Issue #479, opened 2020-04-01
#470 broke backwards compatibility too much


KrisThielemans:
Since merging #470, SIRF (and everyone else using STIR) will now get errors like https://travis-ci.org/github/CCPPETMR/SIRF/jobs/669274690#L22194
```
/home/travis/build/CCPPETMR/SIRF/src/xSTIR/cSTIR/include/sirf/STIR/stir_data_containers.h:85:24: error: no matching function for call to stir::ProjDataInterfile::ProjDataInterfile(std::shared_ptr<stir::ExamInfo>, std::shared_ptr<const stir::ProjDataInfo>, const string&, std::_Ios_Openmode)
```
caused by `get_proj_data_info_sptr` return now a `shared_ptr<const ProjDataInfo>`.

I suggest to add a constructor for `ProjDataInterfile`, `ProjDataInMemory` (and how many others?) that accepts this. They presumably will have to create their own clone. We could keep the original version as well, as this will allow people to pass a `shared_ptr<ProjDataInfo>`  and save the extra clone. (This constructor is a bit unsafe, but we do preserve the extra safety introduced by #470).

KrisThielemans:
Doing a search on the use of `shared_ptr<ProjDataInfo>` in our `.*.h` files throws up about 90 places where this should be changed... Creating "double" constructors/`set_up*` functions etc is far too much work and would lead to far too much code duplication.

Seems it would be best to stick to using `shared_ptr<const ProjDataInfo>` in most places, indeed even in the class members. That would be better in any case (no scope for an object to sneakily modify a pointer that then would affect everybody else).

However, I have no idea if doing this wholesale (i.e. not keeping any `shared_ptr<ProjDataInfo>`  members/arguments at all), will be a ton of work, and/or will break too many things. In some sense, if we need to make changes in STIR code that uses the classes, then we know we will have trouble in SIRF/other places as well.

rijobro:
Would you prefer to revert https://github.com/UCL/STIR/pull/470 until we sort this out?

KrisThielemans:
depends a bit how long we're going to take with the suggested approach here. Would you be able to try something this morning? Possibly adding `const` in more places in the class interfaces (only) might not be too hard

rijobro:
> Seems it would be best to stick to using shared_ptr<const ProjDataInfo> in most places, indeed even in the class members.

I agree with this. Can you think of any cases where the `ProjDataInfo` **shouldn't** be `const`?

[...]

PR #480, opened 2020-04-01
shared_ptr<ProjDataInfo> -> shared_ptr<const ProjDataInfo>

rijobro:
Internally use shared_ptr<const ProjDataInfo> where possible

### DIFF
--- a/src/include/stir/recon_buildblock/PoissonLogLikelihoodWithLinearKineticModelAndDynamicProjectionData.txx
+++ b/src/include/stir/recon_buildblock/PoissonLogLikelihoodWithLinearKineticModelAndDynamicProjectionData.txx
@@ -304,7 +304,7 @@ set_up_before_sensitivity(shared_ptr<TargetT > const& target_sptr)
       return Succeeded::no;
     }
 
-  shared_ptr<ProjDataInfo> proj_data_info_sptr(
+  const shared_ptr<ProjDataInfo> proj_data_info_sptr(
 					       (this->_dyn_proj_data_sptr->get_proj_data_sptr(1))->get_proj_data_info_sptr()->clone());
   proj_data_info_sptr->
     reduce_segment_range(-this->_max_segment_num_to_process,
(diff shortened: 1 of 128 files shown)


rijobro:
fixes #479

KrisThielemans:
This is too much for me :-(

Instead, I'd like to see a PR that only changes .h files, and corresponding internal implementations. No "outside" code should be affected (I hope)

rijobro:
don't think I can do more minimal than the second commit.

rijobro:
> No "outside" code should be affected (I hope)

Outside code will be affected if e.g., `get_proj_data_info` was called, since the result will now be `const`, so the outside code needs to either clone or store it as a const, too.

src/include/stir/recon_buildblock/PoissonLogLikelihoodWithLinearKineticModelAndDynamicProjectionData.txx
```diff
@@ -304,7 +304,7 @@ set_up_before_sensitivity(shared_ptr<TargetT > const& target_sptr)
       return Succeeded::no;
     }
 
-  shared_ptr<ProjDataInfo> proj_data_info_sptr(
+  const shared_ptr<ProjDataInfo> proj_data_info_sptr(
```
KrisThielemans, line 307: not really needed, and maybe somewhat confusing. (it's a const pointer to a non-const object), but as you prefer

rijobro:
Ok to (squash) merge this? Travis is happy.

KrisThielemans:
Let's remove the `Use with care` warnings in the proj-data classes (do a search in `include/stir` only, not in subdirs). Then squash merge

KrisThielemans:
ah, you're faster than me! A tiny PR for that then I guess

rijobro:
Did that in the last commit before merge, is this what you wanted? https://github.com/UCL/STIR/pull/480/commits/f92a502d315387ab425a1de93509cb83f7bb3d12

KrisThielemans:
you're even faster than I think you are! great. thanks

**INSTRUCTIONS FOR THE TASK**
Return every record exactly as it was given.

**SOLUTION TO THE PROBLEM**
Issue #479, opened 2020-04-01
#470 broke backwards compatibility too much


KrisThielemans:
Since merging #470, SIRF (and everyone else using STIR) will now get errors like https://travis-ci.org/github/CCPPETMR/SIRF/jobs/669274690#L22194
```
/home/travis/build/CCPPETMR/SIRF/src/xSTIR/cSTIR/include/sirf/STIR/stir_data_containers.h:85:24: error: no matching function for call to stir::ProjDataInterfile::ProjDataInterfile(std::shared_ptr<stir::ExamInfo>, std::shared_ptr<const stir::ProjDataInfo>, const string&, std::_Ios_Openmode)
```
caused by `get_proj_data_info_sptr` return now a `shared_ptr<const ProjDataInfo>`.

I suggest to add a constructor for `ProjDataInterfile`, `ProjDataInMemory` (and how many others?) that accepts this. They presumably will have to create their own clone. We could keep the original version as well, as this will allow people to pass a `shared_ptr<ProjDataInfo>`  and save the extra clone. (This constructor is a bit unsafe, but we do preserve the extra safety introduced by #470).

KrisThielemans:
Doing a search on the use of `shared_ptr<ProjDataInfo>` in our `.*.h` files throws up about 90 places where this should be changed... Creating "double" constructors/`set_up*` functions etc is far too much work and would lead to far too much code duplication.

Seems it would be best to stick to using `shared_ptr<const ProjDataInfo>` in most places, indeed even in the class members. That would be better in any case (no scope for an object to sneakily modify a pointer that then would affect everybody else).

However, I have no idea if doing this wholesale (i.e. not keeping any `shared_ptr<ProjDataInfo>`  members/arguments at all), will be a ton of work, and/or will break too many things. In some sense, if we need to make changes in STIR code that uses the classes, then we know we will have trouble in SIRF/other places as well.

rijobro:
Would you prefer to revert https://github.com/UCL/STIR/pull/470 until we sort this out?

KrisThielemans:
depends a bit how long we're going to take with the suggested approach here. Would you be able to try something this morning? Possibly adding `const` in more places in the class interfaces (only) might not be too hard

rijobro:
> Seems it would be best to stick to using shared_ptr<const ProjDataInfo> in most places, indeed even in the class members.

I agree with this. Can you think of any cases where the `ProjDataInfo` **shouldn't** be `const`?

[...]

PR #480, opened 2020-04-01
shared_ptr<ProjDataInfo> -> shared_ptr<const ProjDataInfo>

rijobro:
Internally use shared_ptr<const ProjDataInfo> where possible

### DIFF
--- a/src/include/stir/recon_buildblock/PoissonLogLikelihoodWithLinearKineticModelAndDynamicProjectionData.txx
+++ b/src/include/stir/recon_buildblock/PoissonLogLikelihoodWithLinearKineticModelAndDynamicProjectionData.txx
@@ -304,7 +304,7 @@ set_up_before_sensitivity(shared_ptr<TargetT > const& target_sptr)
       return Succeeded::no;
     }
 
-  shared_ptr<ProjDataInfo> proj_data_info_sptr(
+  const shared_ptr<ProjDataInfo> proj_data_info_sptr(
 					       (this->_dyn_proj_data_sptr->get_proj_data_sptr(1))->get_proj_data_info_sptr()->clone());
   proj_data_info_sptr->
     reduce_segment_range(-this->_max_segment_num_to_process,
(diff shortened: 1 of 128 files shown)


rijobro:
fixes #479

KrisThielemans:
This is too much for me :-(

Instead, I'd like to see a PR that only changes .h files, and corresponding internal implementations. No "outside" code should be affected (I hope)

rijobro:
don't think I can do more minimal than the second commit.

rijobro:
> No "outside" code should be affected (I hope)

Outside code will be affected if e.g., `get_proj_data_info` was called, since the result will now be `const`, so the outside code needs to either clone or store it as a const, too.

src/include/stir/recon_buildblock/PoissonLogLikelihoodWithLinearKineticModelAndDynamicProjectionData.txx
```diff
@@ -304,7 +304,7 @@ set_up_before_sensitivity(shared_ptr<TargetT > const& target_sptr)
       return Succeeded::no;
     }
 
-  shared_ptr<ProjDataInfo> proj_data_info_sptr(
+  const shared_ptr<ProjDataInfo> proj_data_info_sptr(
```
KrisThielemans, line 307: not really needed, and maybe somewhat confusing. (it's a const pointer to a non-const object), but as you prefer

rijobro:
Ok to (squash) merge this? Travis is happy.

KrisThielemans:
Let's remove the `Use with care` warnings in the proj-data classes (do a search in `include/stir` only, not in subdirs). Then squash merge

KrisThielemans:
ah, you're faster than me! A tiny PR for that then I guess

rijobro:
Did that in the last commit before merge, is this what you wanted? https://github.com/UCL/STIR/pull/480/commits/f92a502d315387ab425a1de93509cb83f7bb3d12

KrisThielemans:
you're even faster than I think you are! great. thanks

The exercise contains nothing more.